Nach einer gründlichen Renovierung und dem Einbau neuer Film- und Tontechnik eröffnete das Kino Anfang der 90er-Jahre unter dem Namen Cinema als Filmkunstkino, das vor allem selten gespielten, anspruchsvollen Filmen eine Leinwand bot. Mehr als 30 Jahre lang flimmerten hier Abend für Abend Filme über die Leinwand. Doch zum Schluss nutzten nur noch wenige Besucher die 106 Plätze. Die Räume des Cinema - 20 Quadratmeter im Erdgeschoss, 80 im Keller - übernahm schließlich 2008 das angrenzende Screening-Zentrum von Frauenarzt Dr. Norbert Uleer als Erweiterungsfläche.

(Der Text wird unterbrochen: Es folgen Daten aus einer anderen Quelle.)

Issue #14, opened 2019-01-22
[Proposal] Rules Severities for Marketplace Technical Review


lenaorobei:
### Marketplace Technical Review

PHP CodeSniffer is one of the tools Magento Marketplace uses for extensions verification. Find more details about current approach [here](https://docs.magento.com/marketplace/user_guide/sellers/code-validation.html). 
Severities is the way to determine how strict the rule is. The higher is the severity the stricter the rule is.

⚠️ **Note:** _only severity 10 issues lead to extension rejection._

### Proposed Severities Definition

| Type | Severity | Description |
| --- | --- | --- |
| error | 10 |  Critical code issue. |
| warning | 9 |  Security issue (possible). |
| warning | 8 |  Magento specific code issue. |
| warning | 7 |  General code issue. |
| warning | 6 |  Code style issue (PSR2). |
| warning | 5 |  PHPDoc formatting or commenting issue. |

### Proposed Rules Severities

The Magento standard contains 96 sniffs.

Fixable column identifies whether issue can be fixed by `phpcbf` tool
- :heavy_check_mark:  yes
- ✖️ no
- :heavy_check_mark: ✖️ partially

| Sniff Description | Fixable |
| --- | --- |
| 1️⃣0️⃣ **ERRORS**  - _Critical issues_ |
|**Generic.Functions.CallTimePassByReference** Ensures that variables are not passed by reference when calling a function. | ✖️ |
|**Generic.PHP.CharacterBeforePHPOpeningTag** Checks that the opening PHP tag is the first content in a file. | ✖️ |
|**Generic.PHP.DeprecatedFunctions** Discourages the use of deprecated PHP functions. | ✖️ |
|**Generic.PHP.NoSilencedErrors** Throws an error or warning when any code prefixed with an asperand is encountered. | ✖️ |
|**Generic.PHP.Syntax** Ensures PHP believes the syntax is clean. | ✖️ |
|**Magento.Legacy.MageEntity** Detects typical Magento 1.x (`Mage::`) classes constructions. | ✖️ |
|**Magento.NamingConvention.ReservedWords** Validates that class name is not reserved word. | ✖️ |
|**Magento.PHP.FinalImplementation** Magento is a highly extensible and customizable platform. The use of `final` classes and methods is prohibited. | ✖️ |
|**Magento.PHP.Goto** Detects use of `goto`. | ✖️ |
[...]

PR #37, opened 2019-02-11
Assign severity to each sniff

lenaorobei:
- changed rules severities based on #14

### DIFF
--- a/Magento/Sniffs/PHP/DiscouragedFunctionSniff.php
+++ b/Magento/Sniffs/PHP/DiscouragedFunctionSniff.php
@@ -235,7 +235,7 @@ class DiscouragedFunctionSniff extends ForbiddenFunctionsSniff
      *
      * @return void
      */
-    protected function addError($phpcsFile, $stackPtr, $function, $pattern = null)
+    protected function addError($phpcsFile, $stackPtr, $function, $pattern=null)
     {
         $data = [$function];
         $warningMessage = 'The use of function %s() is discouraged';
--- a/Magento/Sniffs/PHP/DiscouragedFunctionSniff.php
+++ b/Magento/Sniffs/PHP/DiscouragedFunctionSniff.php
@@ -235,7 +235,7 @@ class DiscouragedFunctionSniff extends ForbiddenFunctionsSniff
      *
      * @return void
      */
-    protected function addError($phpcsFile, $stackPtr, $function, $pattern=null)
+    protected function addError($phpcsFile, $stackPtr, $function, $pattern = null)
     {
         $data = [$function];
         $warningMessage = 'The use of function %s() is discouraged';
--- a/Magento/ruleset.xml
+++ b/Magento/ruleset.xml
@@ -5,158 +5,59 @@
     <!-- File extensions to be checked. -->
     <arg name="extensions" value="php,phtml"/>
 
-    <rule ref="Generic.Arrays.DisallowLongArraySyntax">
-        <severity>8</severity>
-        <type>warning</type>
-    </rule>
-    <rule ref="Generic.Classes.DuplicateClassName">
-        <severity>8</severity>
-    </rule>
-    <rule ref="Generic.CodeAnalysis.ForLoopShouldBeWhileLoop">
-        <severity>6</severity>
-    </rule>
-    <rule ref="Generic.CodeAnalysis.ForLoopWithTestFunctionCall">
-        <severity>6</severity>
-    </rule>
-    <rule ref="Generic.CodeAnalysis.JumbledIncrementer">
-        <severity>8</severity>
-    </rule>
-    <rule ref="Generic.CodeAnalysis.UnconditionalIfStatement">
-        <severity>6</severity>
-    </rule>
-    <rule ref="Generic.CodeAnalysis.UnusedFunctionParameter">
-        <severity>6</severity>
-    </rule>
-    <rule ref="Generic.CodeAnalysis.UselessOverridingMethod">
-        <severity>6</severity>
-    </rule>
+    <!-- Severity 10 errors: Critical code issues. -->
     <rule ref="Generic.Functions.CallTimePassByReference">
         <severity>10</severity>
-    </rule>
-    <rule ref="Generic.Metrics.CyclomaticComplexity">
-        <severity>8</severity>
-        <type>warning</type>
-    </rule>
-    <rule ref="Generic.Metrics.NestingLevel">
-        <severity>8</severity>
+        <type>error</type>
     </rule>
     <rule ref="Generic.PHP.CharacterBeforePHPOpeningTag">
         <severity>10</severity>
+        <type>error</type>
         <exclude-pattern>*.phtml</exclude-pattern>
     </rule>
     <rule ref="Generic.PHP.DeprecatedFunctions">
         <severity>10</severity>
+        <type>error</type>
     </rule>
-    <rule ref="Generic.PHP.NoSilencedErrors.Discouraged">
-        <severity>8</severity>
+    <rule ref="Generic.PHP.NoSilencedErrors">
+        <severity>10</severity>
+        <type>error</type>
     </rule>
     <rule ref="Generic.PHP.Syntax">
         <severity>10</severity>
-    </rule>
-    <rule ref="Magento.Annotation">
-        <severity>6</severity>
-    </rule>
-    <rule ref="Magento.Classes.ObjectInstantiation">
-        <severity>8</severity>
-    </rule>
-    <rule ref="Magento.Classes.ObjectManager">
-        <severity>8</severity>
-    </rule>
-    <rule ref="Magento.CodeAnalysis.EmptyBlock">
-        <severity>8</severity>
-        <type>warning</type>
-    </rule>
-    <rule ref="Magento.Exceptions.DirectThrow">
-        <severity>8</severity>
-    </rule>
-    <rule ref="Magento.Exceptions.Namespace">
-        <severity>8</severity>
-    </rule>
-    <rule ref="Magento.Files.LineLength">
-        <properties>
-            <property name="lineLimit" value="120"/>
-            <property name="absoluteLineLimit" value="120"/>
-        </properties>
-        <type>warning</type>
-        <severity>6</severity>
+        <type>error</type>
     </rule>
     <rule ref="Magento.Legacy.MageEntity">
         <severity>10</severity>
-    </rule>
-    <rule ref="Magento.NamingConvention.InterfaceName">
-        <severity>6</severity>
+        <type>error</type>
     </rule>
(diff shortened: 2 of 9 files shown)


magento-cicd2:
[CLA assistant check](https://cla.dev.magento.com/magento/magento-coding-standard?pullRequest=37) <br/>Thank you for your submission, we really appreciate it. Like many open source projects, we ask that you sign our [Contributor License Agreement](https://cla.dev.magento.com/magento/magento-coding-standard?pullRequest=37) before we can accept your contribution.<br/>

Magento/Sniffs/PHP/DiscouragedFunctionSniff.php
```diff
@@ -235,7 +235,7 @@ class DiscouragedFunctionSniff extends ForbiddenFunctionsSniff
      *
      * @return void
      */
-    protected function addError($phpcsFile, $stackPtr, $function, $pattern = null)
+    protected function addError($phpcsFile, $stackPtr, $function, $pattern=null)
```
orlangur: Where such spaces removal around `=` comes from?

Magento/ruleset.xml
```diff
@@ -5,202 +5,402 @@
...
+        <type>warning</type>
     </rule>
-    <rule ref="Squiz.PHP.GlobalKeyword">
-        <severity>8</severity>
+    <rule ref="PSR2.Files.EndFileNewline">
+        <severity>6</severity>
         <type>warning</type>
     </rule>
-    <rule ref="Squiz.PHP.NonExecutableCode">
+    <rule ref="PSR2.Methods.FunctionCallSignature">
```
orlangur: Revising PSR rules severities is not a good idea at all.

Magento/Sniffs/PHP/DiscouragedFunctionSniff.php
lenaorobei: You're right. I missed that part of PSR2 standard. Will fix.

Magento/ruleset.xml
lenaorobei: Please provide more details why it is not a good idea.

orlangur:
Hi @lenaorobei, not sure if it's related to this PR. I always wanted to have Magento codebase following PSR-2 as strictly as possible. Some warnings, like leading underscores, are really hard to fix all over the codebase.

Do we have a separate ruleset for new files planned? @paliarush mentioned something like this. In such ruleset we would, for example, convert some warnings to errors just to have new code even cleaner in terms of PSR-2.

lenaorobei:
@orlangur 
>I always wanted to have Magento codebase following PSR-2 as strictly as possible.

This is definitely what we want to archive and what we are aiming to. The purpose of this coding standard is validation not only Magento codebase but also developers extensions on Marketplace, so we work iteratively in that regard.

I reviewed ruleset and made it follow PSR2. I understand that severities do not make sense for core, but we need them for Marketplace technical review. We even have [a scoring approach proposal](https://github.com/magento/magento-coding-standard/issues/14#issuecomment-456533044), which should improve the overall code quality of Marketplace extensions.

Magento/Sniffs/PHP/DiscouragedFunctionSniff.php
lenaorobei: I fixed some rules to be compatible with PSR2. 
Anyway, severities are all about Marketplace checks so you don't have to worry about Magento core. For core all findings will lead to build failure.

orlangur:
@lenaorobei,

> severities do not make sense for core, but we need them for Marketplace technical review

It means that it should be a separate standard and there is no need to spoil core coding standard :)

Of course, we shouldn't have two unrelated standards, like it was with MEQP and core standard, but the standard for Marketplace must be based on core one. Some new rules may be introduced in it which are not applicable to core, some severities adjusted to fulfill needs of Marketplace extension review.

But we cannot fulfill contradicting requirements in the scope of a single standard.

Magento/ruleset.xml
```diff
@@ -5,202 +5,438 @@
...
+    <!-- Severity 9 warnings: Possible security issues. -->
+    <rule ref="Magento.Security.IncludeFile">
+        <severity>9</severity>
+        <type>warning</type>
+    </rule>
+    <rule ref="Magento.Security.Superglobal.SuperglobalUsageWarning">
+        <severity>9</severity>
+        <type>warning</type>
+    </rule>
+    <rule ref="Magento.Security.XssTemplate">
```
melnikovi: I propose we increase severity here, we should be very strict about this.

Magento/ruleset.xml
```diff
@@ -5,202 +5,438 @@
...
-    <rule ref="Magento.Templates.ThisInTemplate">
-        <include-pattern>*.phtml</include-pattern>
+
+    <!-- Severity 6 warnings: Code style issues. -->
+    <rule ref="Generic.ControlStructures.InlineControlStructure">
         <severity>6</severity>
+        <type>warning</type>
     </rule>
-    <rule ref="Magento.Translation.ConstantUsage">
+    <rule ref="Generic.Files.ByteOrderMark">
```
melnikovi: Propose to increases severity to 9. We can rename section to "Possible security and issues that may cause bugs".

Magento/ruleset.xml
```diff
@@ -5,202 +5,438 @@
...
-    <rule ref="Magento.Security.XssTemplate">
-        <include-pattern>*.phtml</include-pattern>
-        <severity>8</severity>
+    <rule ref="Squiz.PHP.GlobalKeyword">
+        <severity>7</severity>
+        <type>warning</type>
     </rule>
-    <rule ref="Magento.Strings.ExecutableRegEx">
-        <severity>10</severity>
+    <rule ref="Squiz.PHP.NonExecutableCode">
```
melnikovi: Propose to increase severity to 9.

Magento/ruleset.xml
```diff
@@ -5,202 +5,438 @@
...
+    </rule>
+    <rule ref="Magento.CodeAnalysis.EmptyBlock">
+        <severity>7</severity>
+        <type>warning</type>
+    </rule>
+    <rule ref="Magento.Exceptions.Namespace">
+        <severity>7</severity>
+        <type>warning</type>
+    </rule>
+    <rule ref="Magento.PHP.DiscouragedFunction">
```
melnikovi: Per our discussion, let's increase severity to 9 because it checks for functions that may lead to security issues.

Magento/ruleset.xml
```diff
@@ -5,202 +5,438 @@
...
     </rule>
     <rule ref="Magento.NamingConvention.InterfaceName">
-        <severity>6</severity>
-    </rule>
-    <rule ref="Magento.NamingConvention.ReservedWords">
-        <severity>10</severity>
+        <severity>8</severity>
+        <type>warning</type>
     </rule>
     <rule ref="Magento.PHP.DateTime">
```
melnikovi: Propose increase severity to 9 as it may cause bugs.

Magento/ruleset.xml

Die Camera am Hindenburgplatz
1972 übernahm Herbert Bölling die Camera am Hindenburgplatz und führte sie zehn Jahre mit einem bunten Unterhaltungsprogramm, ehe sie einem Hotelneubau weichen mußte. Der Göttinger Kinobetreiber Kurt Krause war 1982 mittlerweile Inhaber und musste seine Häuser City und Camera schließen.
Kino in Algermissen
Seit Anfang der 1950er Jahre gab es in einer Seitengasse der Marktstraße in Algermissen, der Göbbels-Passage, ein modernes Kino mit 300 Plätzen, darunter Logen in den beiden erhöhten hinteren Reihen. Zwei Film-Vorstellungen gab es am Samstag und sogar drei am Sonntag, sie zogen die Massen an. Die Kinder drückten sich nebenan am Schaufenster eines Cafés ihre Nasen platt, weil dort sonntags stets die schönste Torte ausgestellt war.